> **Problem description**
Each line from the one containing "-1198,7 +1205,7 @@ EOD;" to the end of the entries below must be restated exactly, and no other line should appear.
Study material Start Marker
PR #2460, opened 2018-06-13
Track6_Allow_DHCPD6

marjohn56:
This is the initial commit. There is much more work to do, dhcpd6.conf will need to be re-writen on a prefix change is the major omission at this point, but this commit will allow the user to manually set dhcpd6 range and RADVD options. To enable, go to the System->Settings->General Page and enable Manual IPv6 DHCPD and RA,

### DIFF
--- a/src/etc/inc/services.inc
+++ b/src/etc/inc/services.inc
@@ -113,7 +113,7 @@ function services_radvd_configure($blacklist = array())
 
     /* handle manually configured DHCP6 server settings first */
     foreach ($config['dhcpdv6'] as $dhcpv6if => $dhcpv6ifconf) {
-        if (isset($config['interfaces'][$dhcpv6if]['track6-interface'])) {
+        if (isset($config['interfaces'][$dhcpv6if]['track6-interface']) && !isset($config['interfaces'][$dhcpv6if]['dhcpd6track6allowoverride'])) {
             continue;
         } elseif (!isset($config['interfaces'][$dhcpv6if]['enable'])) {
             continue;
@@ -134,7 +134,7 @@ function services_radvd_configure($blacklist = array())
         }
 
         $ifcfgipv6 = get_interface_ipv6($dhcpv6if);
-        if (!is_ipaddrv6($ifcfgipv6)) {
+        if (!is_ipaddrv6($ifcfgipv6) && !isset($config['interfaces'][$dhcpv6if]['dhcpd6track6allowoverride'])) {
             continue;
         }
 
@@ -1087,16 +1087,23 @@ function services_dhcpdv6_configure($blacklist = array(), $verbose = false)
             $ifcfgipv6 = Net_IPv6::getNetmask($ifcfgipv6, 64);
             $trackifname = $config['interfaces'][$ifname]['track6-interface'];
             $trackcfg = $config['interfaces'][$trackifname];
+            $ifcfgipv6arr = array();
             $pdlen = calculate_ipv6_delegation_length($trackifname);
             $ifcfgipv6arr =explode(":", $ifcfgipv6);
             $dhcpdv6cfg[$ifname] = array();
             $dhcpdv6cfg[$ifname]['enable'] = true;
             /* range */
-            $ifcfgipv6arr[7] = "1000";
-            $dhcpdv6cfg[$ifname]['range'] = array();
-            $dhcpdv6cfg[$ifname]['range']['from'] = Net_IPv6::compress(implode(":", $ifcfgipv6arr));
-            $ifcfgipv6arr[7] = "2000";
-            $dhcpdv6cfg[$ifname]['range']['to'] = Net_IPv6::compress(implode(":", $ifcfgipv6arr));
+            if(!isset($config['interfaces'][$ifname]['dhcpd6track6allowoverride']) || (isset($config['interfaces'][$ifname]['dhcpd6track6allowoverride']) && !isset($config['dhcpdv6'][$ifname]['enable']))) {
+                $ifcfgipv6arr[7] = "1000";
+                $dhcpdv6cfg[$ifname]['range'] = array();
+                $dhcpdv6cfg[$ifname]['range']['from'] = Net_IPv6::compress(implode(":", $ifcfgipv6arr));
+                $ifcfgipv6arr[7] = "2000";
+                $dhcpdv6cfg[$ifname]['range']['to'] = Net_IPv6::compress(implode(":", $ifcfgipv6arr));
+            } else {
+               // Get config entry and marry it to the live prefix          
+               $dhcpdv6cfg[$ifname]['range']['to'] = make_ipv6_64_address($ifcfgipv6,$config['dhcpdv6'][$ifname]['range']['to']);
+               $dhcpdv6cfg[$ifname]['range']['from'] = make_ipv6_64_address($ifcfgipv6,$config['dhcpdv6'][$ifname]['range']['from']);
+            }
             /* prefix length > 0? We can add dhcp6 prefix delegation server */
             if ($pdlen > 2) {
                 $pdlenmax = $pdlen;
@@ -1198,7 +1205,7 @@ EOD;
         if (is_ipaddrv6($ifcfgipv6)) {
             $dhcpdv6conf .= "\nsubnet6 {$subnetv6}/{$ifcfgsnv6}";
Study material End Marker
> **Answer to this exercise**
@@ -1198,7 +1205,7 @@ EOD;
         if (is_ipaddrv6($ifcfgipv6)) {
             $dhcpdv6conf .= "\nsubnet6 {$subnetv6}/{$ifcfgsnv6}";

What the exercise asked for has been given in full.